Все имена птиц. Хроники неизвестных времен - Мария Семеновна Галина
Шрифт:
Интервал:
Закладка:
– Ты правда по-английски понимаешь? Или врешь для понту?
– Ну понимаю. – Розка подумала и честно добавила: – Немного.
– Тогда вот. – Вася расстегнул необъятный потрепанный рюкзак и стал там рыться. – Вот тебе такая книжка. Почитай, законспектируй. Все такое. А я тебя потом спрошу. Только, – он сделал страшные глаза и огляделся, – конспект вон в тот сейф будешь класть каждый вечер. Под расписку. И книгу тоже.
– Опять врешь, – проницательно сказала Розка.
– Ну… – Вася подумал, – преувеличиваю. Слегка. Очень важная книга. Очень страшная.
– Клод Леви-Стросс, – прочла Розка, водя пальцем по обложке, – это кто? «Взаимоотношения… между ритуалами и мифами… ближних людей».
– Соседних народов, дурында, – сказал Вася.
– Ну да, соседних народов. Я просто сразу не поняла. Конечно соседних народов. А зачем тебе?
– Для кандминимума, реферат буду писать, – пояснил Вася.
– А чего это я…
– А ты обязана исполнять любое мое желание. Ясно? Потому что ты маленькая и беззащитная. Даже я над тобой начальник. Ясно?
– Ну… У тебя что-то из рюкзака выпало.
– А! – Вася наклонился и поднял пучок черных перьев, связанных метелочкой.
– Вася, это что? – спросила пораженная Розка.

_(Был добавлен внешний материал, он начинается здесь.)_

PR #42, opened 2021-05-12
Teach the artbot to tell us the gas price

CosineXArt:
Just a simple wrapper around the ethgasstation.info API.  Open to suggestions on how it should be invoked.  I also added some decoration for super-high gas prices, if you'd like to remove that, I'm not attached to it.

Requires an API key, which can be obtained at https://data.defipulse.com/
added to .env as
GASSTATION_API_KEY=<key>

### DIFF
--- a/Utils/smartBotResponse.js
+++ b/Utils/smartBotResponse.js
@@ -91,9 +91,9 @@ async generateGasPriceMessage() {
     let gasStationResponse = await fetch(`https://ethgasstation.info/api/ethgasAPI.json?api-key=${GASSTATION_API_KEY}`);
     let gasStationData = await gasStationResponse.json();
     let fireString = '';
-    if (gasStationData.average > 400) {
+    if (gasStationData.average > 4000) {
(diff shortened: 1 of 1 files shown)


curatingbits:
Is ethgasstation.info better than web3.js? I believe web3 can get the current eth gas price. I will default to Rockland on this. Thanks for your help/work CosineXArt! Good job.

CosineXArt:
> Is ethgasstation.info better than web3.js? I believe web3 can get the current eth gas price. I will default to Rockland on this. Thanks for your help/work CosineXArt! Good job.

Good question!  I'll take a look at what web3.js offers, this was just one that looked pretty straightforward to implement.

jakerockland:
It looks like web3js only exposes the average gas price but not the degree of nuance that ETHGasStation's API provides. Given the API has a pretty generous free tier I say we go with this approach for now :)

jakerockland:
Thank you @CosineXArt, great stuff 💯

– Очень важная вещь, – рассеянно ответил Вася, заталкивая пучок обратно в рюкзак. – Ладно, я пошел. Мне еще кубинца работать. А ты пока книжку почитай, все дело. И это… ты Лену Сергеевну не очень зли, ладно? А то она тебя в жабу превратит.
– А она может? – с замиранием сердца спросила Розка.
– Надеюсь, – печально сказал Вася. – У всех есть скрытые возможности. Должны быть. Иначе какой смысл жить на земле? Ладно, пока. Чао-какао.
Он подхватил рюкзак, помахал ей рукой и вышел. Розка вздохнула, покосилась на дверь, затолкала Леви-Стросса в ящик стола и опять взялась за Анжелику.
«В голубых клубах табачного дыма, проникавших через открытую дверь, Анжелика казалась неправдоподобно прекрасной. В этой хрупкой и нежной женщине нельзя было узнать ту не знавшую усталости всадницу, вместе с которой он проделал весь путь от самого Голдсборо. Она словно сошла с одной из тех картин, что висят во дворце губернатора Квебека, и стояла сейчас перед ним с золотистыми распущенными волосами, в ярко-малиновом плаще, положив тонкую белую руку в кружевном манжете на грубо обструганные перила».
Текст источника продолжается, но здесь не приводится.